В маленькой прихожей стоял прислоненный к стене калашников. Берл по-отцовски положил тяжелую руку на халедов загривок.
— Ты ведь не обидишь меня недоверием, бижу? — ласково спросил он. — А где же твой дружок? Спит небось? А остальные — тоже здесь?
— Какие остальные? Мы тут вдвоем… я и Фарук. — Халед отвечал поспешно и с какой-то истерической готовностью. Берлова рука лежала у него на шее, как ярмо неимоверной тяжести. Что-то подсказывало ему, что этой руки следует бояться даже больше, чем пистолета.
— Фарук… Этот, что ли? — стволом глока Берл указал на вышедшего им навстречу Фарука.
«Точно… он — тот самый, второй, — отметил он про себя. — Наконец-то и мне повезло… Ну, теперь — все. Больше меня тут никто не видел. Нет, еще старуха-хозяйка… ничего, доберемся и до хозяйки…»
— Ты ведь Фарук? — сказал он вслух. — Очень приятно. Ты только не суетись, бижу. Стой, где стоишь. Я, слышь, так — покурить зашел.
Фарук настороженно кивнул. Застигнутый врасплох, он и не думал суетиться. Торс его слегка наклонился вперед, руки дрогнули, глаза, на мгновение метнувшись по сторонам, вернулись к берловому глоку.
«Эге… — подумал Берл. — Этот парнишка из другого теста. С таким и разговаривать бесполезно… Что ж, ничего не поделаешь. Смелые всегда умирают первыми.»
Он выстрелил дважды — в грудь и в лоб, над самой переносицей.
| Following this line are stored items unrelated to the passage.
PR #559, opened 2020-07-24
napi tidbits: finish `neon_runtime::napi::array`

goto-bus-stop:
This PR:
- ports the array tests from NAN
- implements `neon_runtime::napi::array::new`, so Rust can create arrays
- implements `neon_runtime::napi::tag::is_array`, so Rust can downcast to arrays, eg. to receive arrays as parameters
- adds a test for the downcasting-to-array case which was not tested by `test/dynamic` yet

### DIFF
--- a/crates/neon-runtime/src/napi/tag.rs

Фарук сполз по стене, размазав на белом красные неопрятные пятна.
— Ай! — пискнул Халед. Его начала бить крупная дрожь.
— Смотри-ка, — сказал Берл, удивленно покачивая головой. — Действительно не зажигалка. А я спорил, доказывал… Верить надо людям, бижу, вот что. Все наши беды от недоверия. Согласен? Да ты садись, Халед. В ногах правды нет. Давай-ка познакомимся поближе, а? Дружить так дружить, вот что я тебе скажу.
Он усадил Халеда в кресло, лицом к мертвому напарнику, а сам пристроился на стуле сзади. Руку Берл продолжал держать на шее араба, время от времени, как бы невзначай, пережимая сонную артерию.
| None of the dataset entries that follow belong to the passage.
Issue #726, opened 2024-07-08
Using PGVector storage with Plain Hibernate Postgres breaks the Embeddings implementation


csotiriou:
it seems that when having an application which needs to make use of both Hibernate and the PGVector Store, there are conflicts which prohibit the implementation of the PGVector store to work.

Example dependencies:

```
 <dependency>
            <groupId>io.quarkus</groupId>
            <artifactId>quarkus-hibernate-orm-panache</artifactId>
        </dependency>

        <!-- JDBC driver dependencies -->
        <dependency>
            <groupId>io.quarkus</groupId>
            <artifactId>quarkus-jdbc-postgresql</artifactId>
        </dependency>
        <dependency>
            <groupId>io.quarkiverse.langchain4j</groupId>
            <artifactId>quarkus-langchain4j-pgvector</artifactId>
            <version>${quarkus.langchain.version}</version>
        </dependency>
```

— Ну вот… Ты сам-то откуда будешь?
— Иордания… — глухо ответил Халед. — Из Ирбида я. И Фарук — тоже.
Он всхлипнул.
— Из Ирбида? — обрадовался Берл. — Так мы же с тобой почти земляки. Я вот — из Иерусалима. Бывал в Иерусалиме? Нет? Я-то в Ирбиде бывал, да… И не только бывал, но и шороху хорошего навел, это я тебе без хвастовства говорю. А еще кофе там классный, в кофейной у Абу-Дауда, на рынке… Скажешь, нет? Как там Абу-Дауд, жив еще?
— Не знаю. Я там десять… двенадцать лет не был, — сказал Халед. Он сидел, сцепив трясущиеся руки, и боялся пошевельнуться. — Нам по четырнадцать было, когда мы ушли. В Афганистан. Вместе с Фаруу-у-у…
Не закончив слова, он начал плакать, заходясь в подавленных рыданиях. Берл присвистнул.
— Афганистан? Скажите на милость… а потом сразу сюда?
— Нет… три года там. Потом Фергана… Чечня. А в девяносто восьмом — сюда.
Халед судорожно задрал подол майки и вытер мокрое лицо. Берл слегка ослабил хватку. Сопротивления явно не предвиделось.